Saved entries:
Start of Block

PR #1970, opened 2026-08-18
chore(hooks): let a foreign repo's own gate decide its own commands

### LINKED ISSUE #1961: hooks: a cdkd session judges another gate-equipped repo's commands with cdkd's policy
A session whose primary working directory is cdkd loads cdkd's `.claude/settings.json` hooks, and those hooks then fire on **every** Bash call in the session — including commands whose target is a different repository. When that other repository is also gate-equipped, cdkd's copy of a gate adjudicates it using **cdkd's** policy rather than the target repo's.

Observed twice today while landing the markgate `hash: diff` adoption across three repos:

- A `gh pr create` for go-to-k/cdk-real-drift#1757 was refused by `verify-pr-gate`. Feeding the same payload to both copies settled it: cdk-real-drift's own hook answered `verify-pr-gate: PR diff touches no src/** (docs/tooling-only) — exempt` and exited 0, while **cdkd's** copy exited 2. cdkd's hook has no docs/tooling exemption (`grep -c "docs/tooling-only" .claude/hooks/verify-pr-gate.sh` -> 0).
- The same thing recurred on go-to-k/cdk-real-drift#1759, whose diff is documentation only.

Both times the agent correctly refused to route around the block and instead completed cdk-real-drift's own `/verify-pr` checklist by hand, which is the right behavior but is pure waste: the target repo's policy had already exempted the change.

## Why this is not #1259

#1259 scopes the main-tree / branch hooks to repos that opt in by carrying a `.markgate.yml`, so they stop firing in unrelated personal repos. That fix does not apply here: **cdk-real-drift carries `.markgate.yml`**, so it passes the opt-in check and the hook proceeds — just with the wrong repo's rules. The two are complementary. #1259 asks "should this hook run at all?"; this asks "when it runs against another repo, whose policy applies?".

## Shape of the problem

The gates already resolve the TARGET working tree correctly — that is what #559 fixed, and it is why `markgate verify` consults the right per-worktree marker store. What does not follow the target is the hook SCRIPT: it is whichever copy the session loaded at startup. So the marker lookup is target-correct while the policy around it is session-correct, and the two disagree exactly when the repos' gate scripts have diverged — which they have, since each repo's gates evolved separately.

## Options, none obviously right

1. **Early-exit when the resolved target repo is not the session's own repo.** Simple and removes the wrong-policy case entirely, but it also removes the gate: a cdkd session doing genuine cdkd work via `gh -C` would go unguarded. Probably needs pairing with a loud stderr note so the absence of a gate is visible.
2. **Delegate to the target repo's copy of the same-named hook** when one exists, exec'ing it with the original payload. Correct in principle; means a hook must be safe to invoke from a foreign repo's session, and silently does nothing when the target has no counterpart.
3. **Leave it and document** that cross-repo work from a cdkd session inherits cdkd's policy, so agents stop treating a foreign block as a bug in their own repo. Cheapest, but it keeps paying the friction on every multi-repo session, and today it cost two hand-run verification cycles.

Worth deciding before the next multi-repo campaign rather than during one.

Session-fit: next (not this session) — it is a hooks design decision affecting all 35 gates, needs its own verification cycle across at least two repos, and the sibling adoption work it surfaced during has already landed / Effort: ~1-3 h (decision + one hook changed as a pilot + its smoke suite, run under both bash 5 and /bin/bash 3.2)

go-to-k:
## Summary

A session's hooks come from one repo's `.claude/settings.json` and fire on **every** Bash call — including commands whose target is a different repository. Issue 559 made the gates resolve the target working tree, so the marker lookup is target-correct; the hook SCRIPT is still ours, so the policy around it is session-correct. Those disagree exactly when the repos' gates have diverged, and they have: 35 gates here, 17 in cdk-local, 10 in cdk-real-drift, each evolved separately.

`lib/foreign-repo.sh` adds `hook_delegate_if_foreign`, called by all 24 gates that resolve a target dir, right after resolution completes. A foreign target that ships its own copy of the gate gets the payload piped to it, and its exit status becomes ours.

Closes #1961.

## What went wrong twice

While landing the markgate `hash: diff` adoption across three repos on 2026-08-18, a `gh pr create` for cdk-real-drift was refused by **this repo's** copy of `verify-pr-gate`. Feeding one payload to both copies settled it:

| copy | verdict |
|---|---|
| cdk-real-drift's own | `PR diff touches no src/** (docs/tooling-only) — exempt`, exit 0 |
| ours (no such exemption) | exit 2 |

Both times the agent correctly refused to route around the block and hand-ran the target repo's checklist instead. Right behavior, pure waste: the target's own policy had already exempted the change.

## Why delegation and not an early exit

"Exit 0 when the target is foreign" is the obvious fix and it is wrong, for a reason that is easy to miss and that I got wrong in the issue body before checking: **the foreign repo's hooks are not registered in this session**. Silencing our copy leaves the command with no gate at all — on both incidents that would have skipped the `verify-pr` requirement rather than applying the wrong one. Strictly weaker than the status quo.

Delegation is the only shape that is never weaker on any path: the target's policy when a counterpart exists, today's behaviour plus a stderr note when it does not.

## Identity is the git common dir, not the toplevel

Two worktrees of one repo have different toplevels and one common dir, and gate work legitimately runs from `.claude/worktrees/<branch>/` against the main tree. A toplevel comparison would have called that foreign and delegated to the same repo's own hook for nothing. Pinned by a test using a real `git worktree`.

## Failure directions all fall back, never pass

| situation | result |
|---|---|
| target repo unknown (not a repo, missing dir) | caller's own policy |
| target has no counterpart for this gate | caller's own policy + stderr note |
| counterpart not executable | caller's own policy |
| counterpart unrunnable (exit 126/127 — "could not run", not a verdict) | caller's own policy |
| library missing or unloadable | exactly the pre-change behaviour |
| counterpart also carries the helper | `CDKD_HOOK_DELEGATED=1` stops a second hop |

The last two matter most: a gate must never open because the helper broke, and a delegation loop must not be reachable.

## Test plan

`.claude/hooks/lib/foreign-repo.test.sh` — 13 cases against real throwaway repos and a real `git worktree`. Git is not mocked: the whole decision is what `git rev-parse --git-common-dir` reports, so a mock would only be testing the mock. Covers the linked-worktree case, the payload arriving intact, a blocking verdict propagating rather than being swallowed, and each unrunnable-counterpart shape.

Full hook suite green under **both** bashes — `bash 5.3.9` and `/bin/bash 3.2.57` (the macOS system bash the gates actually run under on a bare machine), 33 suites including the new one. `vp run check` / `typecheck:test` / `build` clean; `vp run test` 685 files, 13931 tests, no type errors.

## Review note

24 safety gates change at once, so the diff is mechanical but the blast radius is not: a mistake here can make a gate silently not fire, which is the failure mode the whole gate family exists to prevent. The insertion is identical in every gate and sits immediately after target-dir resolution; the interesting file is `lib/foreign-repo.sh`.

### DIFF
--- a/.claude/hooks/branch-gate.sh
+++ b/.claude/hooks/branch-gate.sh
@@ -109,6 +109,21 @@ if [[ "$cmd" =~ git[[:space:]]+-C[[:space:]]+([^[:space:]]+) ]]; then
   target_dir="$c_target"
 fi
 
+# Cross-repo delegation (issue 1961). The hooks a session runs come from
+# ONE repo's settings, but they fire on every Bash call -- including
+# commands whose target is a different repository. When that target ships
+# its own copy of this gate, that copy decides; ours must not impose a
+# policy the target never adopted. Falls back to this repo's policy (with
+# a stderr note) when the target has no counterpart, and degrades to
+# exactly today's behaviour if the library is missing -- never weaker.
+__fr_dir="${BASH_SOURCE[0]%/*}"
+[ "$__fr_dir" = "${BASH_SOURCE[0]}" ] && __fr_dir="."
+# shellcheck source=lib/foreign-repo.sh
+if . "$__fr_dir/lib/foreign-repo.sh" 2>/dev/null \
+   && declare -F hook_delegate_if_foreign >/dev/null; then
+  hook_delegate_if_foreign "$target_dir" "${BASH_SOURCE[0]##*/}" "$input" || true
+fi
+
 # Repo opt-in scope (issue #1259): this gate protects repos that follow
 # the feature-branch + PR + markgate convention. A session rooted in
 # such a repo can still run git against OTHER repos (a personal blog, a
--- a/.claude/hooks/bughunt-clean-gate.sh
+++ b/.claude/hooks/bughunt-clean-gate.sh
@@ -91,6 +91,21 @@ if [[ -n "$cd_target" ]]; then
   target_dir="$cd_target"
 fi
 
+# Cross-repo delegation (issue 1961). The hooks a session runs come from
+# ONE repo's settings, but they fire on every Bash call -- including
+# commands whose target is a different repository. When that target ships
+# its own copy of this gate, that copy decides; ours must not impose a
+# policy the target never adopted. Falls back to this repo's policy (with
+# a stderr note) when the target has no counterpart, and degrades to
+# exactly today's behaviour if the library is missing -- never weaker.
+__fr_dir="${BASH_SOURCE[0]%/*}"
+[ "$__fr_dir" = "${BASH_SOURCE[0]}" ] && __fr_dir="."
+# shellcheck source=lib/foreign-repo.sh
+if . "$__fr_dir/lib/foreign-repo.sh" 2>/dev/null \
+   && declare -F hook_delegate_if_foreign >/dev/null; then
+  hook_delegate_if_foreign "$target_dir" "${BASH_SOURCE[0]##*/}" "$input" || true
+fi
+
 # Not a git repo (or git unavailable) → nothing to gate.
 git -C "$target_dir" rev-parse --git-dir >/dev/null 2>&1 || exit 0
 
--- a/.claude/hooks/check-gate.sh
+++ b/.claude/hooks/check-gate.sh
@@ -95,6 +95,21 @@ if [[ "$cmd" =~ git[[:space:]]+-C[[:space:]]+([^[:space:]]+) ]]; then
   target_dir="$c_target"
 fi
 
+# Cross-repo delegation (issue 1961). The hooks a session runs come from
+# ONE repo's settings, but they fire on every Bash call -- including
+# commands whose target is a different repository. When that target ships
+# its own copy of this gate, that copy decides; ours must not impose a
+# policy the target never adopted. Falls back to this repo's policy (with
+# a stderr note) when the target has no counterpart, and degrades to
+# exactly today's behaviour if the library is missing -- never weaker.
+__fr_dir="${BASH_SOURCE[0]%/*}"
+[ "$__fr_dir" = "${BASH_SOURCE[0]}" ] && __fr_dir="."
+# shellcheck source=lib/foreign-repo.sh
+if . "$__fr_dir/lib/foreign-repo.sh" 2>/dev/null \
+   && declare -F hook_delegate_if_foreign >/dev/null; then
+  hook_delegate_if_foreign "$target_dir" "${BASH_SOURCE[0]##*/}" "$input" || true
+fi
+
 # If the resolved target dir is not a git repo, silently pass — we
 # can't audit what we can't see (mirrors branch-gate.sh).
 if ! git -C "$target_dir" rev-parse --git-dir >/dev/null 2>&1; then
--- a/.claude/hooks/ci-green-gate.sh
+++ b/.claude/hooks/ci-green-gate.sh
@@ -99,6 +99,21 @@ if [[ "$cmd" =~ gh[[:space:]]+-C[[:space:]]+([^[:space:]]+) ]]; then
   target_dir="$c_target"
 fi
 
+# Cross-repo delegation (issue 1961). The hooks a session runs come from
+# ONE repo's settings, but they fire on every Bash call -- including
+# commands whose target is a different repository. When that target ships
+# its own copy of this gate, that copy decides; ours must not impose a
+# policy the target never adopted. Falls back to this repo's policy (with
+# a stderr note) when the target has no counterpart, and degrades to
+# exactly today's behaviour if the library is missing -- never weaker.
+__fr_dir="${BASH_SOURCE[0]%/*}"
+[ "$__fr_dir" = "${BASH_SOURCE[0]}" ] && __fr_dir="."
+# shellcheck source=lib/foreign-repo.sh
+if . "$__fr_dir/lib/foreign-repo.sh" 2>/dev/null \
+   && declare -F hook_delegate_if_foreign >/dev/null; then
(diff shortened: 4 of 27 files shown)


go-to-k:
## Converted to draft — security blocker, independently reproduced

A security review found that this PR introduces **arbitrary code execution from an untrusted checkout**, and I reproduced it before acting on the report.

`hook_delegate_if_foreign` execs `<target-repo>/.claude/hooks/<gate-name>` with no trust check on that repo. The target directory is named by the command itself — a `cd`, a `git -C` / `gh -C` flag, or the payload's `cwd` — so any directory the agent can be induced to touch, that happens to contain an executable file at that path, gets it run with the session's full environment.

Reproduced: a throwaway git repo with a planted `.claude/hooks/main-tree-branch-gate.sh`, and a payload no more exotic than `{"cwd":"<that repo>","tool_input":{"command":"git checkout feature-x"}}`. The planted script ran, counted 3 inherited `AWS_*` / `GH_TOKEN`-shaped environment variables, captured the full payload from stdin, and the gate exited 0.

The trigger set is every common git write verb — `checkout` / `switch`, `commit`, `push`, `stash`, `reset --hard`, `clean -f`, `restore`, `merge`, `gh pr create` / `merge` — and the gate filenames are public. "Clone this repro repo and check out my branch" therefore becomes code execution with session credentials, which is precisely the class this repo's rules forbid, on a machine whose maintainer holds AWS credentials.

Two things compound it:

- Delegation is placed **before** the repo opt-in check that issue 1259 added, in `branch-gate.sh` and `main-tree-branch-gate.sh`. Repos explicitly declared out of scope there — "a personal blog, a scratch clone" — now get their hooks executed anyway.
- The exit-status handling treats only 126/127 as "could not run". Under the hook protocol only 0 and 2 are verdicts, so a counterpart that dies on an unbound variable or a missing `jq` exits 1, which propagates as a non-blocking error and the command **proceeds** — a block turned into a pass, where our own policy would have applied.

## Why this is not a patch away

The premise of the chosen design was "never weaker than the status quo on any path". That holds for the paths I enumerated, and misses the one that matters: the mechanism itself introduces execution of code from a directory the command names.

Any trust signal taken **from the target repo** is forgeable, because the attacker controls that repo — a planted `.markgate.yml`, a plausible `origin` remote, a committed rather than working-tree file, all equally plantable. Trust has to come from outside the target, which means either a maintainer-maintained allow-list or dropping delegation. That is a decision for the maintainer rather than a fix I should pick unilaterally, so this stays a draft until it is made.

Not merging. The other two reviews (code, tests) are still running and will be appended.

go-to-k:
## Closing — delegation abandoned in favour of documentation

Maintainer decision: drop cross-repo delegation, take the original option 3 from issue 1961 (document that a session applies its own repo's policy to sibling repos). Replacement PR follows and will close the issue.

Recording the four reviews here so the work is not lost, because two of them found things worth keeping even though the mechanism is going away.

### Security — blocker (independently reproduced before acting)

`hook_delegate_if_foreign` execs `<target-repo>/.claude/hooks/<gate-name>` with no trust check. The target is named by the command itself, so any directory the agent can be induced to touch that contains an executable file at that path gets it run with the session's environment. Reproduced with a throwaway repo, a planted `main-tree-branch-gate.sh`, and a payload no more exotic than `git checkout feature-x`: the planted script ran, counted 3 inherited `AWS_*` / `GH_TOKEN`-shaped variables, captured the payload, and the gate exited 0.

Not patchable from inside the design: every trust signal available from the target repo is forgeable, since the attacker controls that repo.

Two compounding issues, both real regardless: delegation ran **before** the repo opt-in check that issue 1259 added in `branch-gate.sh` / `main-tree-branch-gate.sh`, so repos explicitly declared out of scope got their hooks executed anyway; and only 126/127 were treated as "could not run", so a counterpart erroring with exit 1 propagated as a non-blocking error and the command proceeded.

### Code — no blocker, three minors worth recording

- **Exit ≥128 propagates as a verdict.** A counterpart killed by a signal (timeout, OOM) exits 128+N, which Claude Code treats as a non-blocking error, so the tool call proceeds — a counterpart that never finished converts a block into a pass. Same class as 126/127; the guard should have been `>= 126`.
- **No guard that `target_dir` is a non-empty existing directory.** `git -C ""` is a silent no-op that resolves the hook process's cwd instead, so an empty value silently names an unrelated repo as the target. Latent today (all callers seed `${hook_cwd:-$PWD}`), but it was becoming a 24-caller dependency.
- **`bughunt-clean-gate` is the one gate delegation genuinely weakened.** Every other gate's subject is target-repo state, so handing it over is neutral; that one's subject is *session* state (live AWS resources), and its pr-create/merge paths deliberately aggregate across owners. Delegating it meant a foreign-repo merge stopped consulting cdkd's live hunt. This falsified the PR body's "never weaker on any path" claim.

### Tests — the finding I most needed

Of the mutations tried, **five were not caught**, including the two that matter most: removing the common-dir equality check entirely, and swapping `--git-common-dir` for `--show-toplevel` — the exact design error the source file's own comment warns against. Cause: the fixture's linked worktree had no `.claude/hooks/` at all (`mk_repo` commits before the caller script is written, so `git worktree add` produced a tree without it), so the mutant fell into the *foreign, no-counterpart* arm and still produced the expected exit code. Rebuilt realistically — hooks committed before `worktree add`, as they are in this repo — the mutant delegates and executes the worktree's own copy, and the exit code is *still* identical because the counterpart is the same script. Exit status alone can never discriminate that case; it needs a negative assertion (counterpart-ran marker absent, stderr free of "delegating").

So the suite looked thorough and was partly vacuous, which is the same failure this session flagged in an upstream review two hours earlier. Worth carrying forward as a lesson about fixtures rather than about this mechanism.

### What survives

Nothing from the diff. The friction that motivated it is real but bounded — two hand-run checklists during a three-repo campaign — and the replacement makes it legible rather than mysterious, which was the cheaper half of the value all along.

End of Block

WHAT NEEDS TO BE DONE: In the data above, repeat exactly each line from the first through the line that contains "Observed twice today", and give nothing else.

THE COMPLETED TASK:
PR #1970, opened 2026-08-18
chore(hooks): let a foreign repo's own gate decide its own commands

### LINKED ISSUE #1961: hooks: a cdkd session judges another gate-equipped repo's commands with cdkd's policy
A session whose primary working directory is cdkd loads cdkd's `.claude/settings.json` hooks, and those hooks then fire on **every** Bash call in the session — including commands whose target is a different repository. When that other repository is also gate-equipped, cdkd's copy of a gate adjudicates it using **cdkd's** policy rather than the target repo's.

Observed twice today while landing the markgate `hash: diff` adoption across three repos:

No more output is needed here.